Ces fantômes, ces illusions : images, idées, objets, ont la vie dure, et trouvent même légion de témoins dans la littérature, la musique, la peinture ou la philosophie, témoins souvent acteurs, ou acteurs qui se découvrent témoins de ce qu'ils croient lire, voir ou entendre, s'éloignant ainsi du réel, poursuit le philosophe amusé.

" Diderot disait à sa famille, à propos d'un portrait de lui : " Mes enfants, je vous préviens que ce n'est pas moi. " Tout le monde a ressenti cette impression d'étrangeté, bizarre et un peu pénible, à l'écoute de sa voix ou face à sa photographie. Si la représentation de soi paraît toujours plus ou moins infidèle, si la ré-audition de sa voix sonne toujours un peu faux, c'est qu'il n'y en a jamais eu, si je puis dire, de " présentation " ni de " première audition " : on ne peut re-présenter ce qui n'a jamais été présent. Je pourrais naturellement essayer de m'informer auprès des autres, pour savoir ce dont j'ai l'air, en les priant de me faire savoir ce dont j'ai l'air, en les priant de me faire voir ce qu'ils voient ; mais une telle communication est coupée. Car si on ne se voit pas, on voit encore moins, s'il est possible, ce que les autres perçoivent de nous. Les autres me voient bien, mais je n'aurai jamais la moindre idée de ce qu'ils voient alors. "

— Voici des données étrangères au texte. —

PR #4620, opened 2026-08-05
fix(config): validate theme param to prevent XSS via invalid theme

objecttothis:
Add validation rule for theme field before batch save, rejecting requests with unrecognized theme values. Add test coverage for theme validation in postSaveGeneral.

## Summary by CodeRabbit

* **Bug Fixes**
  * Added validation to prevent invalid or unsafe theme selections from being saved.
  * Theme-related errors are now clearly returned when configuration updates fail.
  * Improved security when displaying the selected login-page theme.
  * Non-theme directories can no longer be selected as application themes.
  * Valid and empty theme selections continue to save successfully.
* **Tests**
  * Added coverage for valid, empty, unknown, unsafe, and unsupported theme values.

### DIFF
--- a/app/Views/login.php
+++ b/app/Views/login.php
@@ -32,7 +32,7 @@ $request = Services::request();
         ? 'flatly'
         : $config['theme']);
     ?>
-    <link rel="stylesheet" href="resources/bootswatch5/<?= "$theme" ?>/bootstrap.min.css">
+    <link rel="stylesheet" href="resources/bootswatch5/<?= esc($theme, 'attr') ?>/bootstrap.min.css">
     <link rel="stylesheet" href="css/login.css">
     <meta name="theme-color" content="#2c3e50">
 </head>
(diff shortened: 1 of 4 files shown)


jekkos (approved):

app/Views/login.php
```diff
@@ -32,7 +32,7 @@
         ? 'flatly'
         : $config['theme']);
     ?>
-    <link rel="stylesheet" href="resources/bootswatch5/<?= "$theme" ?>/bootstrap.min.css">
+    <link rel="stylesheet" href="resources/bootswatch5/<?= esc($theme, 'attr') ?>/bootstrap.min.css">
```
jekkos, line 35: this was probably already enough to fix it

jekkos (approved):
Seems we have two PRs for this issue, the other one does not have the testcases or maybe I missed it.

objecttothis:
> Seems we have two PRs for this issue, the other one does not have the testcases or maybe I missed it.

I did a search in the PR's but couldn't find another PR.  Which PR is it?

PR #4625, opened 2026-08-06
fix(sales): escape quote number in email template to prevent XSS

objecttothis:
Wrap $quote_number output with esc() in quote_email.php. Raw interpolation allowed injected HTML/JS via quote number field.

Hardens GHSA-hwjh-f7jr-846c

## Summary by CodeRabbit

* **Bug Fixes**
  * Improved security in quote emails by safely escaping quote numbers displayed in barcodes.

### DIFF
--- a/app/Views/sales/quote_email.php
+++ b/app/Views/sales/quote_email.php
@@ -149,7 +149,7 @@
                 <?= nl2br(esc($config['return_policy'])) ?>
             </div>
             <div id="barcode">
-                <?= $quote_number ?>
+                <?= esc($quote_number) ?>
             </div>
         </div>
     </div>


jekkos (approved):
Good that you caught this! Now we do not need to go this CVE process, unless you officially want to claim the credits for finding it :dagger:

objecttothis:
> Good that you caught this! Now we do not need to go this CVE process, unless you officially want to claim the credits for finding it :dagger: 

I'm new to being on this side of CVEs. I fixed this to further harden against the vulnerability in the advisory. It's not clear to me when we need to request CVEs and when the reporter does it. I learned today not to publish until just after the release that has the fix.

I'm mostly just trying to get these done so that we can release 3.4.2 since it's blocking me merging several features.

Et le réel dans tout cela ? L'image qui n'existe pas, le silence en musique, que certains pense toujours plus intense que la musique elle même, ce que nous avons entendu ou vu une fois a étrangement plus de force, que l'image ou l'objet qui est face à nous, là à l'instant où nous écrivons cela, ou cette musique que nous écoutons - les suites françaises de Bach - ( dont les interprétations ne manquent pas d'humour, c'est le fameux et fumeux silence chez Bach qui disent-ils est encore du Bach ) n'existe réellement que sur l'instant et que pour nous, point n'est besoin de tenter de les traduire pour les autres, sauf à métamorphoser en faiseur de fantômes, alors surgit la fiction et la fiction, n'a jamais comme objectif de saisir le réel, mais de s'en éloigner à jamais, le réel lui ne saisit que l'acteur particulier et réel qui s'y glisse, je vois une plage de Nice où je marche, je vois un tableau de Hooper qui est face à moi dans un musée, mais ce que je vois - la plage, la toile - n'a de raison et d'effet que pour moi et toute tentative d'en dire et d'en montrer sa force, son saisissement, sa surprise ou sa joie, ne passe pas, et n'est alors pour celle ou celui qui vous écoute, qu'une histoire de plus, qu'avec même le plus grand talent de conteur, ne garde pas une seconde sa force première, sauf à l'affirmer comme fiction, ce qui est alors une autre histoire comme l'on dit au cinéma.